[Your task]
Which lines in the records below contain the word "about"? Copy each one out.

━━━━━ Available data

PR #581, opened 2023-11-16
Logging Eureka! version and CRDS pmap

taylorbell57:
To help strengthen reproducibility and to allow users to manually control the used pmap, we now (silently) log the Eureka! version for Stages 1-6 and the CRDS pmap from Stages 1-3 (4-6 aren't relevant). For all future analyses, warnings will be printed to the terminal if the Eureka! version or CRDS pmap changes (only in the relevant stages), but this will not apply to previous partial reductions of the data (e.g., running the new code on v0.10 Stage 1 files won't raise any pmap or Eureka! version warnings).

### DIFF
--- a/docs/source/ecf.rst
+++ b/docs/source/ecf.rst
@@ -18,6 +18,12 @@ suffix
 ''''''
 Data file suffix (e.g. uncal).
 
+
+pmap
+''''
+Optional. If you want to use a specific CRDS context pmap (e.g. to reproduce someone else's work), you can specify the pmap number here. For example, to use ``jwst_1089.pmap``, set this ``pmap`` parameter to ``1089``.
+
+
 ramp_fit_algorithm
 ''''''''''''''''''
 Algorithm to use to fit a ramp to the frame-level images of uncalibrated files. Only default (i.e. the JWST pipeline) and mean can be used currently.
@@ -219,6 +225,9 @@ Data file suffix (e.g. rateints).
 .. note::
 	Note that other Instruments might used different suffixes!
 
+pmap
+''''
+Optional. If you want to use a specific CRDS context pmap (e.g. to reproduce someone else's work), you can specify the pmap number here. For example, to use ``jwst_1089.pmap``, set this ``pmap`` parameter to ``1089``.
 
 slit_y_low & slit_y_high
 ''''''''''''''''''''''''
@@ -317,6 +326,10 @@ An optional input parameter. If False (default), convert the units of the images
 poly_wavelength
 '''''''''''''''
 If True, use an updated polynomial wavelength solution for NIRCam longwave spectroscopy instead of the linear wavelength solution currently assumed by STScI.
+
+pmap
+''''
+Optional. If you want to use a specific CRDS context pmap (e.g. to reproduce someone else's work), you can specify the pmap number here. For example, to use ``jwst_1089.pmap``, set this ``pmap`` parameter to ``1089``.
 
 gain
 ''''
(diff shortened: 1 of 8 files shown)


taylorbell57:
I just remembered that the pmap differs between JWST and HST, and the current code also doesn't check if the user has set their pmap in their `.bashrc` file, so I'll switch to using `crds.get_context_name('jwst')` (and `crds.get_context_name('hst')` if there are any reference files that are automatically downloaded for HST, which I don't think there are) instead of the `crds.get_default_context()` I'm using right now

taylorbell57:
Hah, the automated testing also caught a bug in the cases where pmap is not explicitly set (`File 'jwst_jwst_1148.pmap.pmap' is not known to CRDS.`)

docs/source/ecf.rst
```diff
@@ -18,6 +18,12 @@ suffix
 ''''''
 Data file suffix (e.g. uncal).
 
+
+pmap
```
kevin218, line 22: In the Conversation tab, you mentioned explicitly calling `jwst` vs `hst`.  Is there a chance users will want to use the `pmap` variable to reference an HST context?  Or maybe a future telescope, like Pandora?  If so, the parameter could be `jwst_1089`.  If not, then the current implementation is fine.

src/eureka/S2_calibrations/s2_calibrate.py
```diff
@@ -74,6 +76,15 @@ def calibrateJWST(eventlabel, ecf_path=None, s1_meta=None, input_meta=None):
     else:
         meta = input_meta
 
+    # If a specific CRDS context is entered in the ECF, apply it.
+    # Otherwise, log and fix the default CRDS context to make sure it doesn't
+    # change between different segments.
+    if not hasattr(meta, 'pmap') or meta.pmap is None:
+        # Get just the numerical value
+        meta.pmap = crds.get_context_name('jwst')[5:-5]
+    os.environ['CRDS_CONTEXT'] = f'jwst_{meta.pmap}.pmap'
```
kevin218, line 85: If the ECF definition of `pmap` changes, here is where we also need to make changes.

src/eureka/S3_data_reduction/s3_reduce.py
```diff
@@ -232,12 +225,50 @@ def reduce(eventlabel, ecf_path=None, s2_meta=None, input_meta=None):
...
+                    os.environ['CRDS_SERVER_URL'] = \
+                        'https://hst-crds.stsci.edu/'
+
+                # If a specific CRDS context is entered in the ECF, apply it.
+                # Otherwise, log and fix the default CRDS context to make sure
+                # it doesn't change between different segments.
+                if not hasattr(meta, 'pmap') or meta.pmap is None:
+                    # Get just the numerical value
+                    meta.pmap = crds.get_context_name('hst')[4:-5]
+                os.environ['CRDS_CONTEXT'] = f'hst_{meta.pmap}.pmap'
```
kevin218, line 242: By having `meta.pmap = hst_1234`, I think we can avoid repeating some code here and on Lines 254-257.  Thoughts?

kevin218 (commented):
What's the motivation behind muting the Eureka! version in the output?  Are you worried about information overload on the screen or is there something else?

taylorbell57:
> What's the motivation behind muting the Eureka! version in the output? Are you worried about information overload on the screen or is there something else?

Yeah, I feel like that's not really something you want to know while running the code but rather is something you'd want to know a month or few later when you can't quite remember what you did

docs/source/ecf.rst
taylorbell57: So I'm currently working on tweaks to automatically add the instrument to that pmap name. Generally speaking this works well, but in the case where you work on two observatories in the same python instance then there appears to be some kind of bug with the crds package which doesn't allow you to switch (it warns me that I'm using hst for jwst data); this would be fairly rare in the real world, but happens every time we run the pytest suite... I've made some progress on this, but just need to figure out one more tweak

taylorbell57: Since it isn't just a matter of passing in a different pmap and we need to do some more annoying updates to crds variables, I think it's worth just leaving it in the way it's currently setup

kevin218 (approved):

━━━━━━━━━━

[Solution to this task]
What's the motivation behind muting the Eureka! version in the output?  Are you worried about information overload on the screen or is there something else?
> What's the motivation behind muting the Eureka! version in the output? Are you worried about information overload on the screen or is there something else?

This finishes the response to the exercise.